**AVAILABLE DATA**
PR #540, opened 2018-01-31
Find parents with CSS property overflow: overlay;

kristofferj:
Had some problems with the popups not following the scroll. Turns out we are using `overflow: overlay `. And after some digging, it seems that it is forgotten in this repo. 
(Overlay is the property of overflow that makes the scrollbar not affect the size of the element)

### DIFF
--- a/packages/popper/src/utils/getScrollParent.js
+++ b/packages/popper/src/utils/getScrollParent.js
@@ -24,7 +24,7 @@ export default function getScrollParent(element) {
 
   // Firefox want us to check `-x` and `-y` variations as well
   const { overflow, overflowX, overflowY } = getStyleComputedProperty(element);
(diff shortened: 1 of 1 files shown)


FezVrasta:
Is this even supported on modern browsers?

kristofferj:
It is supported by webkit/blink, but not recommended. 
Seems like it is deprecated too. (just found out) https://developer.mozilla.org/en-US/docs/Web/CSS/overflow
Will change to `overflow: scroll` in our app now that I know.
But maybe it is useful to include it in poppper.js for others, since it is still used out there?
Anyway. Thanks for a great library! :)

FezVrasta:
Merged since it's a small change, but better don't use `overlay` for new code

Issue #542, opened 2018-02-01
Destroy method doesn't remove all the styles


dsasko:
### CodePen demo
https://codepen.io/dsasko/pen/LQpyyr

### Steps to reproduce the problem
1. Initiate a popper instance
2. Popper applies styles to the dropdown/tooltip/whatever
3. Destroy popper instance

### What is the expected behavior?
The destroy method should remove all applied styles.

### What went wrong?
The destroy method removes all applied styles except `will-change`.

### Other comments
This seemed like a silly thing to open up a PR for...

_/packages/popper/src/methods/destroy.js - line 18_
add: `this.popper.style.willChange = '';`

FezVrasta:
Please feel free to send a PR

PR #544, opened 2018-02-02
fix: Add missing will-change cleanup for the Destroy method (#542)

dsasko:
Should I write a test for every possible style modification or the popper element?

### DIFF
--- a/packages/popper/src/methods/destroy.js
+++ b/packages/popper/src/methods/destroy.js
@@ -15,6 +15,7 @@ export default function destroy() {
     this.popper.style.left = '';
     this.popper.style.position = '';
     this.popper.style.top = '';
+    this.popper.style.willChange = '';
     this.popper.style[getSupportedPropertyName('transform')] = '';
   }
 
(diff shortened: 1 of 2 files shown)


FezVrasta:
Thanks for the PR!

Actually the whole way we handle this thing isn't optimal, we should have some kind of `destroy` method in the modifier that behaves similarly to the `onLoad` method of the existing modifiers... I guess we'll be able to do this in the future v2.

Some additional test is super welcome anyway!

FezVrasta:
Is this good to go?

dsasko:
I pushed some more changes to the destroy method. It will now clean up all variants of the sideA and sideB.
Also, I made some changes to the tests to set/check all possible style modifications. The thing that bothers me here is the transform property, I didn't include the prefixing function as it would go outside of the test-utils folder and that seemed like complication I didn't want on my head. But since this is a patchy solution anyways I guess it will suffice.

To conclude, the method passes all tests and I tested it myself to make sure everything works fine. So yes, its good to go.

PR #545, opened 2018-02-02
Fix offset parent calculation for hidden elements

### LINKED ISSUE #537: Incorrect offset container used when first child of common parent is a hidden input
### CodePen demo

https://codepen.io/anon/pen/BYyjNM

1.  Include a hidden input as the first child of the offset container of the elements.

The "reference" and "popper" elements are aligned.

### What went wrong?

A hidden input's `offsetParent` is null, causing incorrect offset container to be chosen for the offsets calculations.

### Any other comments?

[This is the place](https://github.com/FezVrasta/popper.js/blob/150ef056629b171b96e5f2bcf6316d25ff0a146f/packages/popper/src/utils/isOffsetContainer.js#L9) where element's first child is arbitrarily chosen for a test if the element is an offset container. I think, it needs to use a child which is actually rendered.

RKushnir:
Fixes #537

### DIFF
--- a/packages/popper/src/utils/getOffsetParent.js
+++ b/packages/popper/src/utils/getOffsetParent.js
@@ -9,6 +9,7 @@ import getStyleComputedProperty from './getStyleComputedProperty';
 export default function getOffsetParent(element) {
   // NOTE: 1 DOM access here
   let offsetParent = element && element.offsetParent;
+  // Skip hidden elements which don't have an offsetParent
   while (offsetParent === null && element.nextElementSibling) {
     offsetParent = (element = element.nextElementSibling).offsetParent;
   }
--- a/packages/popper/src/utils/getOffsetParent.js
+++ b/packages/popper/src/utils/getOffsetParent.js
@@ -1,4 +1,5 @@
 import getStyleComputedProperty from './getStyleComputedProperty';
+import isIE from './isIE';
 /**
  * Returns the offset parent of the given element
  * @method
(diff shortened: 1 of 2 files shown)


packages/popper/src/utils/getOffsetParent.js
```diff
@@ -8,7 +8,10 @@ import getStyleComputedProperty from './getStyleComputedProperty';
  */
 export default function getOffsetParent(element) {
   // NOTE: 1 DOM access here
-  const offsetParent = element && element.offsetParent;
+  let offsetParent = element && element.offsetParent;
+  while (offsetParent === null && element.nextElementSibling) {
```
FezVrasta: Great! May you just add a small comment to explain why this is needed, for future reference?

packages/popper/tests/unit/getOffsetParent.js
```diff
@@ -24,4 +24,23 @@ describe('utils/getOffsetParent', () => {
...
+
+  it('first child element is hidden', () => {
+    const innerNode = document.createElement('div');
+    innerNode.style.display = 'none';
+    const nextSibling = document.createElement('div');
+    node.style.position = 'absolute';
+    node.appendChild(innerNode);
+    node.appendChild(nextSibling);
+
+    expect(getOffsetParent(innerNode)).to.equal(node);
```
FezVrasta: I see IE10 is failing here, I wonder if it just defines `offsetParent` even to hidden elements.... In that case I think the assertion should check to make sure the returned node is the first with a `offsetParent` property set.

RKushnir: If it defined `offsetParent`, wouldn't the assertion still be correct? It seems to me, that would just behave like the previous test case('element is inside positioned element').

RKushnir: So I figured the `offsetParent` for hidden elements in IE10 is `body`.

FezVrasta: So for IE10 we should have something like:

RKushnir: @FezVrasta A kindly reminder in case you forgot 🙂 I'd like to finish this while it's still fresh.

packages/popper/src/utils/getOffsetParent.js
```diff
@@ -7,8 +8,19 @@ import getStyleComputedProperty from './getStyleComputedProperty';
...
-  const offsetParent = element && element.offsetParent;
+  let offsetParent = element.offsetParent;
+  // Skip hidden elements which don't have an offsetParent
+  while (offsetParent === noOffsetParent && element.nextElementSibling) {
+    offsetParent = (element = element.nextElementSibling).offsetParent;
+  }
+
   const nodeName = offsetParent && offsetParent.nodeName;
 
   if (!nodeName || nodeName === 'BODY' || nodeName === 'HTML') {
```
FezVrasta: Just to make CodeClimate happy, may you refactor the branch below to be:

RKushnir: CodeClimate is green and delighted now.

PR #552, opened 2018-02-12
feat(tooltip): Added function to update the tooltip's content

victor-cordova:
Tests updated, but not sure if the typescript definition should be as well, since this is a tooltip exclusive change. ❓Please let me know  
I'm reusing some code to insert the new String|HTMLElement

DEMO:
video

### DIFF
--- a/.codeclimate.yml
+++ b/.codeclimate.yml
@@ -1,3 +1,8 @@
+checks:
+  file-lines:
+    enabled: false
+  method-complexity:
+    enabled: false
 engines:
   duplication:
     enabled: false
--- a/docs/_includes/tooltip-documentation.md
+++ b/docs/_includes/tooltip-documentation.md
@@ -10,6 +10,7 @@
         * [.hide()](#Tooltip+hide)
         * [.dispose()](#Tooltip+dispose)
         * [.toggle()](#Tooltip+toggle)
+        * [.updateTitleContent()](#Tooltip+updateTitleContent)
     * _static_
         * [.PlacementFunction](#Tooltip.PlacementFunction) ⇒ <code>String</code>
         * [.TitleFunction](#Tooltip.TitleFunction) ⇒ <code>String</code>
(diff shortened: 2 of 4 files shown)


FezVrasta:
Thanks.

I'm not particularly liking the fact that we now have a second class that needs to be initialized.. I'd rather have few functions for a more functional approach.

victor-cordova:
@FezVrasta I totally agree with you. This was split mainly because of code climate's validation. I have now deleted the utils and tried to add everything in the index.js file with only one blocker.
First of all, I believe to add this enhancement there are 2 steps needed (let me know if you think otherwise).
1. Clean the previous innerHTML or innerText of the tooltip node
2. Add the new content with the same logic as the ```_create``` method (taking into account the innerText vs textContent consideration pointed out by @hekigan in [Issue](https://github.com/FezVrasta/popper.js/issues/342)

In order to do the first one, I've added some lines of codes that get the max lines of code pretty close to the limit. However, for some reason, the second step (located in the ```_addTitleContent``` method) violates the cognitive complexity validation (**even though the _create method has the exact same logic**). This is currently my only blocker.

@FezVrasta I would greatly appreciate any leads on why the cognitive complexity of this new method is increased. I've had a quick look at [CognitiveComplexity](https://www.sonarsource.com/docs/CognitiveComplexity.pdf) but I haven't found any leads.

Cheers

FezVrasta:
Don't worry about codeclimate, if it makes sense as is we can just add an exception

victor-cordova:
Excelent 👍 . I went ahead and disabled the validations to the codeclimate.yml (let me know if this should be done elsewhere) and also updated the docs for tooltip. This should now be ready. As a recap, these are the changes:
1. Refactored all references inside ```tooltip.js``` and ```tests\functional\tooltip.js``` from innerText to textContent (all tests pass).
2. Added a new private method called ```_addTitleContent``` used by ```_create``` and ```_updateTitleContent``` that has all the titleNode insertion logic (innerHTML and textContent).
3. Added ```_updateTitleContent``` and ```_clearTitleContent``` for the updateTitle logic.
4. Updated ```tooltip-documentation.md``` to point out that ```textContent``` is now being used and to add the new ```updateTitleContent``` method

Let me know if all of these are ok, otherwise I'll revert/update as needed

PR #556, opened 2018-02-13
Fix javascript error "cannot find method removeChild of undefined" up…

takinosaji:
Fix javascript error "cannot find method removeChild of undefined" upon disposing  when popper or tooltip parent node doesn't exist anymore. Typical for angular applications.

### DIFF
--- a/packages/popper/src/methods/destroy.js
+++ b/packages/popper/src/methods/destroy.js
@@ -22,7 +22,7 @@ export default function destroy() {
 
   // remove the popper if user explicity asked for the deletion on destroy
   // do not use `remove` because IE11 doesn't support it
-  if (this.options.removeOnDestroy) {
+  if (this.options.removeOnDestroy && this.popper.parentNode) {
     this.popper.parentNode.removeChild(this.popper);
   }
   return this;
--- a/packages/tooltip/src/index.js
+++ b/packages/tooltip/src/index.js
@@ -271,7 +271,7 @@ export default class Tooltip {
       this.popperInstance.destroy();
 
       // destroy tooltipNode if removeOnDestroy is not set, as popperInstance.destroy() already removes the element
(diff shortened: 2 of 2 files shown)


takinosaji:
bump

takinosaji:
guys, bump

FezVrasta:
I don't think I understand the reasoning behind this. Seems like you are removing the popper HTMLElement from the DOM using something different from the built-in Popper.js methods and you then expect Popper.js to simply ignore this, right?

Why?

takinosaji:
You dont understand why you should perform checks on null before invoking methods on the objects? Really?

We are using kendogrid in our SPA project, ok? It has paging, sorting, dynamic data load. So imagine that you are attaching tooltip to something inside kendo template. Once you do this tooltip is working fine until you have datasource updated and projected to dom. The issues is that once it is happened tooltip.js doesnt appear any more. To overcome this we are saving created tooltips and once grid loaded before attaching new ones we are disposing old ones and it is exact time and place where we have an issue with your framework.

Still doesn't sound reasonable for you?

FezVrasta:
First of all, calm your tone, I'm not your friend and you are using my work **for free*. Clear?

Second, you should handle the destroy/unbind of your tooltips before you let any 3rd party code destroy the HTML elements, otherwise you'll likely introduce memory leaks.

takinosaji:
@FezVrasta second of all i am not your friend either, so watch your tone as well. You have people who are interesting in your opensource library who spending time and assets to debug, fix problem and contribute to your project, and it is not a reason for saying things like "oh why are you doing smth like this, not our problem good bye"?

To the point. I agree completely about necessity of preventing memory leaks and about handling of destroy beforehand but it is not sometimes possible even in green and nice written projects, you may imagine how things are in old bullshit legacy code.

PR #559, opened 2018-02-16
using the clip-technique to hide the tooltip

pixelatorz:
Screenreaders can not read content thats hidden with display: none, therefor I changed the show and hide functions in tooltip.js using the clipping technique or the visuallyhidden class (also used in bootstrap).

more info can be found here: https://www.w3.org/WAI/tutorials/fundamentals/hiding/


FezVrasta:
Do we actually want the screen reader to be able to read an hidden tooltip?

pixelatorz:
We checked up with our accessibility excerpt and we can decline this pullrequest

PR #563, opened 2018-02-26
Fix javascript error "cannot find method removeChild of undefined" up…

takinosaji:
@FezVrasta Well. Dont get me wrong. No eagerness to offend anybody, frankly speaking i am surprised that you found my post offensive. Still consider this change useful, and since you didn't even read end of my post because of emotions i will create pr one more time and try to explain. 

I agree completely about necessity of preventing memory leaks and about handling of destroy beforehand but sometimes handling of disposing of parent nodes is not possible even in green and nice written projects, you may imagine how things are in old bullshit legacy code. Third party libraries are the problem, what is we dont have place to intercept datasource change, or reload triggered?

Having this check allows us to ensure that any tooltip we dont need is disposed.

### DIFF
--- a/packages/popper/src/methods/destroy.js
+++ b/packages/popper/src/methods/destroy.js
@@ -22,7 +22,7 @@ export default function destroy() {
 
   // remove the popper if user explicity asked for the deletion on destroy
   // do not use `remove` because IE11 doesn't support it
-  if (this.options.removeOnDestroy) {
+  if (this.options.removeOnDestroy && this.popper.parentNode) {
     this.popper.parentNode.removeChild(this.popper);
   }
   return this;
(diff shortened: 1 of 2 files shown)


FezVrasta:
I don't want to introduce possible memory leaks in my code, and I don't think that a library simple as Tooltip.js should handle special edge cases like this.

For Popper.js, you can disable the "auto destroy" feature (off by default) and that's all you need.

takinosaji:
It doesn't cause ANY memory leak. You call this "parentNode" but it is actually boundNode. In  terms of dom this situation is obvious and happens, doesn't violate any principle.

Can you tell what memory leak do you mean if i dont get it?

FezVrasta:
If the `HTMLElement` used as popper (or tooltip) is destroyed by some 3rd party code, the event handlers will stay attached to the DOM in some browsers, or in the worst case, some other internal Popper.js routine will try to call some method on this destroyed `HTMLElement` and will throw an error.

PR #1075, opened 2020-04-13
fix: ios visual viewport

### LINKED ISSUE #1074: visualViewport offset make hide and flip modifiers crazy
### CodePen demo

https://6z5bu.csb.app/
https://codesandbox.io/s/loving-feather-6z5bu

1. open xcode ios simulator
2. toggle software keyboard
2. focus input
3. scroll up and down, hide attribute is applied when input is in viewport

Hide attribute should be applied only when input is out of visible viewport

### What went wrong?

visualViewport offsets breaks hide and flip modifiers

**ACTION ITEM**
The lines to retype, exactly and only, run from the first line of the material through the line with "PR #544, opened 2018-02-02".

**PROBLEM SOLUTION**
PR #540, opened 2018-01-31
Find parents with CSS property overflow: overlay;

kristofferj:
Had some problems with the popups not following the scroll. Turns out we are using `overflow: overlay `. And after some digging, it seems that it is forgotten in this repo. 
(Overlay is the property of overflow that makes the scrollbar not affect the size of the element)

### DIFF
--- a/packages/popper/src/utils/getScrollParent.js
+++ b/packages/popper/src/utils/getScrollParent.js
@@ -24,7 +24,7 @@ export default function getScrollParent(element) {
 
   // Firefox want us to check `-x` and `-y` variations as well
   const { overflow, overflowX, overflowY } = getStyleComputedProperty(element);
(diff shortened: 1 of 1 files shown)


FezVrasta:
Is this even supported on modern browsers?

kristofferj:
It is supported by webkit/blink, but not recommended. 
Seems like it is deprecated too. (just found out) https://developer.mozilla.org/en-US/docs/Web/CSS/overflow
Will change to `overflow: scroll` in our app now that I know.
But maybe it is useful to include it in poppper.js for others, since it is still used out there?
Anyway. Thanks for a great library! :)

FezVrasta:
Merged since it's a small change, but better don't use `overlay` for new code

Issue #542, opened 2018-02-01
Destroy method doesn't remove all the styles


dsasko:
### CodePen demo
https://codepen.io/dsasko/pen/LQpyyr

### Steps to reproduce the problem
1. Initiate a popper instance
2. Popper applies styles to the dropdown/tooltip/whatever
3. Destroy popper instance

### What is the expected behavior?
The destroy method should remove all applied styles.

### What went wrong?
The destroy method removes all applied styles except `will-change`.

### Other comments
This seemed like a silly thing to open up a PR for...

_/packages/popper/src/methods/destroy.js - line 18_
add: `this.popper.style.willChange = '';`

FezVrasta:
Please feel free to send a PR

PR #544, opened 2018-02-02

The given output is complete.